What Improves Business Valuations?

This blog post was written by Jess Coles, Ninety Days’ commercial consultant.

Current financial profits are very important in valuations but are not the only factor. Look at the value of Amazon, compared to its net profits of less than 1%. So what else should one look at when considering a sale?

It’s all about the future

Future profits are the key driver of valuation and the buyer’s certainty of earning them. How can you make future profits more certain? (see our check-list for some of our thoughts)

But the past really matters

As it provides the buyer with an indication of the likely future. If your future projections bear little resemblance to past performance, it is unlikely your buyer will believe them no matter how well you present them. Credibility impacts valuation.

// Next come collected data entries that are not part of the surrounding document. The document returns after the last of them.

PR #69, opened 2024-03-17
Autocrat Changes

Henry-E:
Some minor changes to autocrat. Mostly config based.

### DIFF
--- a/programs/autocrat_v0/src/lib.rs
+++ b/programs/autocrat_v0/src/lib.rs
@@ -164,7 +164,7 @@ pub mod autocrat_v0 {
             AutocratError::InvalidMarket
         );
         require!(
-            openbook_pass_market.base_lot_size == 1_000_000_000, // minimum tradeable = 1 META
+            openbook_pass_market.base_lot_size == 100_000_000, // minimum tradeable = 0.1 META
             AutocratError::InvalidMarket
         );
         require!(
@@ -203,7 +203,7 @@ pub mod autocrat_v0 {
             AutocratError::InvalidMarket
         );
         require!(
-            openbook_fail_market.base_lot_size == 1_000_000_000,
+            openbook_fail_market.base_lot_size == 100_000_000, // minimum tradeable = 0.1 META
             AutocratError::InvalidMarket
         );
         require!(
--- a/programs/autocrat_v0/src/lib.rs
+++ b/programs/autocrat_v0/src/lib.rs
@@ -29,8 +29,8 @@ declare_id!("metaX99LHn3A7Gr7VAcCfXhpfocvpMpqQ3eyp3PGUUq");
 pub const SLOTS_PER_10_SECS: u64 = 25;
 pub const THREE_DAYS_IN_SLOTS: u64 = 3 * 24 * 60 * 6 * SLOTS_PER_10_SECS;
 
-// by default, the pass price needs to be 5% higher than the fail price
-pub const DEFAULT_PASS_THRESHOLD_BPS: u16 = 500;
+// by default, the pass price needs to be 3% higher than the fail price
+pub const DEFAULT_PASS_THRESHOLD_BPS: u16 = 300;
 
 // start at 10 SOL ($600 at current prices), decay by ~5 SOL per day
 pub const DEFAULT_BASE_BURN_LAMPORTS: u64 = 10 * solana_program::native_token::LAMPORTS_PER_SOL;
--- a/programs/autocrat_v0/src/lib.rs
+++ b/programs/autocrat_v0/src/lib.rs
@@ -38,6 +38,9 @@ pub const DEFAULT_BURN_DECAY_PER_SLOT_LAMPORTS: u64 = 23_150;
 
 pub const MAX_BPS: u16 = 10_000;
 
+// TWAP can only move by $5 per slot
+pub const MAX_OBSERVATION_CHANGE_PER_UPDATE_LOTS: u64 = 50_000;
+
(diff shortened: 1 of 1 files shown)


Henry-E:
Still TODO, getting the tests working again.

programs/autocrat_v0/src/lib.rs
```diff
@@ -29,15 +29,20 @@ declare_id!("metaX99LHn3A7Gr7VAcCfXhpfocvpMpqQ3eyp3PGUUq");
 pub const SLOTS_PER_10_SECS: u64 = 25;
 pub const THREE_DAYS_IN_SLOTS: u64 = 3 * 24 * 60 * 6 * SLOTS_PER_10_SECS;
 
-// by default, the pass price needs to be 5% higher than the fail price
-pub const DEFAULT_PASS_THRESHOLD_BPS: u16 = 500;
+pub const TEN_DAYS_IN_SECONDS: i64 = 10 * 24 * 60 * 60;
+
+// by default, the pass price needs to be 3% higher than the fail price
+pub const DEFAULT_PASS_THRESHOLD_BPS: u16 = 300;
```
Dodecahedr0x, line 35: Why not include that in the DAO config?

Henry-E: I'm not touching more code than I have to really. If it's not already there, I probably won't put it in. At least not right now.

Be realistic and really focus on the assumptions supporting the future projections

Who will be exiting and what impact will this have on the business?

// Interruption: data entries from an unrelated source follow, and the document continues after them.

PR #78, opened 2024-03-28
Add `ComputeBudgetProgram` instructions to proposal initialize script

metaproph3t:
Increases the transaction land rate for proposal initialization.

### DIFF
--- a/scripts/main.ts
+++ b/scripts/main.ts
@@ -226,6 +226,14 @@ async function initializeVault(
       systemProgram: SystemProgram.programId,
     })
     .signers([conditionalOnFinalizeKP, conditionalOnRevertKP])
+    .preInstructions([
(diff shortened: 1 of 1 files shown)


scripts/main.ts
```diff
@@ -403,13 +411,17 @@ export async function initializeProposal(
...
     microLamports: 100,
   });
+  const cuLimitIx = ComputeBudgetProgram.setComputeUnitLimit({
+    units: 150_000
+  });
 
   let tx1 = new Transaction();
   tx1.add(...passMarketInstructions);
-  tx1.add(cuIx);
+  tx1.add(cuPriceIx);
```
Henry-E, line 423: This looks like the compute budget program instructions get called after the pass market instructions? Does it matter what order the instructions get called in. Only asking because in an early function they're added as preInstructions.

If the owners are exiting and they have a prominent role in the success of the business, expect to get paid less or the owners be tied into the business for a period post sale. Ideally, step away from the day to day business prior to sale, and let your successors demonstrate their ability

Cash in or cash out?

Why are you selling? To exit and leave the business? Or is it a partial sale to fund further expansion? Who is your target buyer? A competitor or a financial investor? A clear approach helps attract the right buyers

Areas to consider:

  • How is your sector performing and what is the likely future outlook?
  • How fast and consistently are you growing?
  • How “tied in” are the customers and for how long?
  • How strong are the relationships with customers?
  • If a typical customer leaves, how will it affect the business? (do you have few or many customers?)
  • What stops new entrants to the market from taking your business?
  • Which staff/owners are exiting at the point of sale and what impact will this have?
  • How strong are the remaining staff undertaking all the business activities?
  • How “tied in” are the key staff members post sale?
  • What is the culture and how does that fit with the buyer’s culture?
  • Are the structures, systems and processes within the business strong? i.e. do they support repeatable future performance?
  • How strong are the relationships with suppliers?
  • Are there multiple suppliers available or just one for each key area? What would happen if that supplier stopped supplying?
  • How much information is available on the business to a potential buyer (sales, operational, financial, legal, and tax)?
  • How vulnerable is the business to changes in technology?How long is the life-cycle of the business products / services?